[Start of Attachment]

PR #184, opened 2017-06-24
fix the histogram bug & move the label outside for pie-chart

sorawee:
The title describes everything in this change.

@jpolitz @SDooman

### DIFF
--- a/src/web/js/trove/plot-lib.js
+++ b/src/web/js/trove/plot-lib.js
@@ -910,14 +910,14 @@
 
 
     var dimension = getDimension({
-      minWindowWidth: 600,
-      minWindowHeight: 400,
-      outerMarginLeft: 160,
-      outerMarginRight: 160,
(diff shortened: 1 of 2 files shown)


src/web/js/trove/plot-lib.js
```diff
@@ -910,14 +910,14 @@
...
-      marginTop: 50,
-      marginBottom: 10,
+      minWindowWidth: 700,
+      minWindowHeight: 550,
+      outerMarginLeft: 10,
+      outerMarginRight: 10,
+      marginLeft: 120,
+      marginRight: 120,
+      marginTop: 90,
+      marginBottom: 40,
```
jpolitz: Comments on why these magic numbers changed?

sorawee: I move labels outside of the chart to avoid collision, but that means the chart will take more space

PR #190, opened 2017-06-30
Fix https://github.com/brownplt/pyret-lang/issues/262

blerner:


sorawee:
Just want to make sure: this is a breaking change, correct?

blerner:
Yes.  I've already fixed the relevant bits of d3-lib and plot-lib and image-lib to match, so no one using those should notice.  Only if you were manually creating a color that wasn't in the image-structs library would you notice any difference.

PR #209, opened 2017-08-03
makeScaleImage: flip image appropriately when xFactor and/or yFactor are negative

ds26gte:
Fix for brownplt/pyret-lang#1122.

Here's a test you can try: negative xFactor flips right<->left; negative yFactor up<->down.

```
include image

lion = bitmap-url('http://ds26gte.github.io/tex2page/t2p.png')

lion-left = scale-xy(-1, 1, lion)

lion-down = scale-xy(1, -1, lion)
```

### DIFF
--- a/src/web/js/trove/image-lib.js
+++ b/src/web/js/trove/image-lib.js
@@ -1177,8 +1177,8 @@
       });
 
       this.img      = img;
-      this.width    = img.width * xFactor;
-      this.height   = img.height * yFactor;
+      this.width    = img.width * Math.abs(xFactor);
+      this.height   = img.height * Math.abs(yFactor);
       this.xFactor  = xFactor;
       this.yFactor  = yFactor;
       this.ariaText = "Scaled Image, "+ (xFactor===yFactor? "by "+xFactor
@@ -1193,6 +1193,12 @@
     ScaleImage.prototype.render = function(ctx, x, y) {
       ctx.save();
       ctx.scale(this.xFactor, this.yFactor);
+      if (this.xFactor < 0) {
+        ctx.translate((this.width+2*x)/(this.xFactor), 0);
+      }
+      if (this.yFactor < 0) {
+        ctx.translate(0, (this.height+2*y)/(this.yFactor));
+      }
       this.img.render(ctx, x / this.xFactor, y / this.yFactor);
       ctx.restore();
     };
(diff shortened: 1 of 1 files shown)


blerner:
This seems like the expedient and yet somehow _wrong_ thing to do: why is it necessary to negate the scale factor and use a flip image?  Said another way, when using negative factors, what computations go wrong in the bounding-box calculations that cause the image not to appear correctly?  Need a comment at least, to explain why this is necessary as opposed to the obvious behavior as scale factors shrink to negative numbers?

ds26gte:
SInce `(0,0)` is the top-left corner, a negatively scaled image goes into an invisible quadrant. It _will_ be visible if we overlay it with appropriate offset on a larger image. The original state of affairs may be desirable after all. (Explicitly flipping an image flips it about its center, so it remains visible.)

We could I guess include the axes as a grayish cross-hairs that moves down and right just the right amount as non-blank images start occupying anything but the positive quadrant...?

blerner:
No, I definitely want negative scale factors to result in a flipped image: it's the logical extension of how to interpret the scale factor, and leads to a fun and useful teaching moment about graphics, about domain/range misconceptions, about testing, and other fun stuff.  I guess my surprise came because I thought that every image operation implicitly recentered the resulting image to its local origin, so the fact that it was rendering at negative pixel locations wouldn't matter.

We *definitely* do not want to start drawing axes on student's pictures -- that's extremely disconcerting ("I didn't tell it to do that!") and I routinely give assignments where the most convenient/logical way to build up the image involves moving things outside quadrant I.

ds26gte:
OK, updated my PR.  Negative scaling results in visible images, with the underlying canvas being shifted for convenience, to show the usually hidden quadrants. (This is somewhat similar to what 'flip' does too, but I don't have 'scale' call 'flip' anymore.) Some extra arithmetic was added to ensure that the scaled image's width & height are always positive. Because of the way the canvas shifting works (addition followed by division), it was not possible to have negative width & height be logically tenable, which I think is ok. However, the sign of the xFactor & yFactor are not messed with, so the "natural" origin of the image is not lost, so you should be able to indefinitely iterate the same negative scaling without the image marching off across the canvas.

schanzer:
Any reason this can't be merged?

blerner:
I'm ok with it

schanzer:
Is this still merge-able? Or have things changes sufficiently that it’s obsolete?

blerner:
I need to double-check this against the pinhole stuff I have coming in the reworked image library, to make sure that my pinholes account for the flipping properly.  Then it's probably fine.

blerner:
Ok. I looked into this today: this fix is partial, and needs some other updates to work with pinholes properly.  I'll incorporate these changes directly into https://github.com/brownplt/pyret-lang/issues/417, so this PR is probably obsolete now and can be closed.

[End of Attachment]

_WHAT IS NEEDED_:
The exercise is to copy out every line above that has the word "lion" in it.

_SOLUTION BELOW_:
lion = bitmap-url('http://ds26gte.github.io/tex2page/t2p.png')
lion-left = scale-xy(-1, 1, lion)
lion-down = scale-xy(1, -1, lion)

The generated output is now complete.